NPR’s Emily Harris, who is reporting from Gaza, tells our Newscast unit that Israel has said that schools, mosques and private homes can be legitimate targets if militants use them to stash weapons.

Author Namoi Wolf made a powerful statement, originally on Facebook, and then shared on Philip Weiss’ Mondoweiss:

I mourn genocide in Gaza because I am the granddaughter of a family half wiped out in a holocaust and I know genocide when I see it. People are asking why I am taking this ‘side’. There are no sides. I mourn all victims. But every law of war and international law is being broken in the targeting of civilians in Gaza. I stand with the people of Gaza exactly because things might have turned out differently if more people had stood with the Jews in Germany. I stand with the people of Gaza because no one stood with us. I went to synagogue last Friday night and had to leave because I kept waiting for the massacre of Gaza to be addressed. … Nothing. Where is god? God is only ever where we stand with our neighbor in trouble and against injustice. I turn in my card of faith as of now because of our overwhelming silence as Jews…I don’t mean Israelis, a separate issue…about the genocide now in Gaza.
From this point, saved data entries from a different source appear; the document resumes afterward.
PR #642, opened 2024-05-27
examples: drop sub-components instead of hiding

blabno:
#### Summary

Add Example for Sub-Components Drop Instead of Hide

This pull request introduces an example demonstrating how to make sub-components drop instead of merely hiding them.

Benefits:
* Dropping sub-components allows for better resource cleanup.
* When a component is removed from its parent, it no longer impacts the parent's size, unlike hiding which can leave hidden elements occupying space.

#### Checklist

- [x] cargo fmt
- [x] cargo clippy
- [x] cargo test
- [x] updated CHANGES.md

### DIFF
--- a/examples/drop_sub_components.rs
+++ b/examples/drop_sub_components.rs
@@ -1,0 +1,267 @@
+use std::fmt::Debug;
+
+use relm4::gtk::prelude::*;
+use relm4::prelude::*;
+use relm4::RelmRemoveAllExt;
+
+mod css {
+    pub const COMPONENT_SPACING: i32 = 5;
+}
+
+enum AppMode {
+    Initial(#[allow(dead_code)] Controller<InitialScreen>),
+    SubScreen1(#[allow(dead_code)] Controller<SubScreen1>),
+    SubScreen2(#[allow(dead_code)] Controller<SubScreen2>),
+}
+
+struct App {
+    mode: Option<AppMode>,
+}
+
+#[derive(Debug)]
+enum Msg {
+    ShowInitialScreen,
+    ShowSubScreen1,
+    ShowSubScreen2,
+}
+
+#[relm4::component]
+impl Component for App {
+    type Init = ();
+    type Input = Msg;
+    type Output = ();
+    type CommandOutput = ();
+
+    view! {
+        gtk::Window {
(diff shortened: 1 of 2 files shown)


examples/drop_sub_components.rs
```diff
@@ -0,0 +1,280 @@
...
+        match message {
+            Msg::ShowInitialScreen => {
+                let controller =
+                    InitialScreen::builder()
+                        .launch(())
+                        .forward(sender.input_sender(), |msg| match msg {
+                            InitialScreenOutput::ShowSubScreen1 => Msg::ShowSubScreen1,
+                            InitialScreenOutput::ShowSubScreen2 => Msg::ShowSubScreen2,
+                        });
+                widgets.container.append(controller.widget());
```
AaronErhardt, line 86: Does that work as expected? I think the component runtime will be dropped as expected, but the widgets will remain in the `Box`. Using [`CenterBox::set_center_widget`](https://gtk-rs.org/gtk4-rs/git/docs/gtk4/struct.CenterBox.html#method.set_center_widget) would automatically remove the widgets as well.

examples/drop_sub_components.rs
```diff
@@ -0,0 +1,280 @@
...
+            set_hexpand: true,
+            set_vexpand: true,
+            set_halign: gtk::Align::Center,
+            set_valign: gtk::Align::Center,
+            gtk::Box {
+                set_orientation: gtk::Orientation::Vertical,
+                set_spacing: css::COMPONENT_SPACING,
+                gtk::Button {
+                    set_label: "Sub screen 1",
+                    connect_clicked[sender] => move |_| sender.output(InitialScreenOutput::ShowSubScreen1).unwrap_or_else(|e| log_sender_output_error(INITIAL_SCREEN_COMPONENT_NAME, e))
```
AaronErhardt, line 147: Using `.unwrap()` or `.expect()` might be ok in this case. If the parent component forgets to forward the output messages, that's a considerable programming error that would justify a panic IMO.

AaronErhardt (changes requested):
Thanks! Code looks good overall, I just noticed some minor things.

AaronErhardt (approved):
Looks good, thanks!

I want no other religion than this, that is, seeing rather than denying my neighbor under fire and embracing rather than dismissing those targeted with annihilation and ethnic cleansing.

William Saletan’s “How to Save Gaza” in Slate says that “the most plausible way to stop this cycle of violence is through internationally supervised demilitarization. He makes these observations (and elaborates on them):

-Gazans have no government to protect them.

-The absence of a protector in Gaza has worsened Israel’s behavior.

-Israelis have lost faith in a military solution.

-There’s an obvious candidate to take over Gaza.